We ate dinner together—late, because I’d had a game—but instead of scurrying to the couch where my parents would inevitably watch a movie before heading to bed, they told me they needed to talk to me.

Before Dad died, I was always an easygoing kid. I never got into trouble at school. I chose my friends wisely and got good grades. Most of my spare time after the age of twelve was devoted to baseball. I can count on one hand the number of times my parents called a family meeting or said they wanted to talk. So, when they sat me down in the living room, and I noticed Mom’s puffy, swollen eyes for the first time, and Dad’s solemn expression, I knew. I had this bone-deep feeling that whatever they were about to tell me would change my life.

My palms began to sweat, my heart galloping like a racehorse as Dad looked me in the eyes. “I’m dying, kiddo.”

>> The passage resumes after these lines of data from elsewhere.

PR #774, opened 2021-07-27
Decode URL search params before filtering

siggisim:
Slashes don't currently filter correctly

---

**Version bump**: Minor

### DIFF
--- a/app/invocation/invocation.tsx
+++ b/app/invocation/invocation.tsx
@@ -115,10 +115,6 @@ export default class InvocationComponent extends React.Component<Props, State> {
     }, 3000);
   }
 
-  decodedSearchParam(key: string) {
-    return this.props.search.get(key) ? decodeURIComponent(this.props.search.get(key)) : "";
-  }
-
   render() {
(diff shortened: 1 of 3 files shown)


app/invocation/invocation.tsx
```diff
@@ -115,6 +115,10 @@ export default class InvocationComponent extends React.Component<Props, State> {
     }, 3000);
   }
 
+  decodedSearchParam(key: string) {
```
bduffany, line 118: `urlSearchParams.get()` should already return the decoded value -- I think the problem is that we are double-encoding. In `InvocationFilterComponent.handleFilterChange` we're encoding `event.target.value` and then passing that to `router.updateParams`, which then calls `getModifiedUrl` which encodes the value again.

These days we should be able to avoid ever calling `encode`/`decodeURIComponent` and instead use `URLSearchParams` for everything (it automatically encodes/decodes for us).

siggisim: Good catch, fixed!

bduffany (approved):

There was no sugarcoating it. No telling me he was going to a better place or beating around the bush or softening the blow, just the cold hard truth.

“I’m dying, kiddo.”

I broke down for the first time since I was five, but what I didn’t know at the time was that the doctors only gave him weeks to live. When I’d asked, they’d been vague about the details, and I was foolish in my expectations. I assumed Dad had a year, maybe more. So when I lost my best friend three weeks later, it fucking slayed me.

I have the same feeling now as I pull up to the small ranch and stare over at Ryleigh’s house with a thousand knots tightening in my stomach.

Unbuckling my seat belt, I slide out of the car and make my way to the door where I find Jill already waiting for me. Her face is a mask of worry. Her brows are drawn, her mouth tight, but her eyes aren’t puffy and they aren’t red, so I take this as a good sign. Surely, if Ryleigh got bad news, she’d have been crying.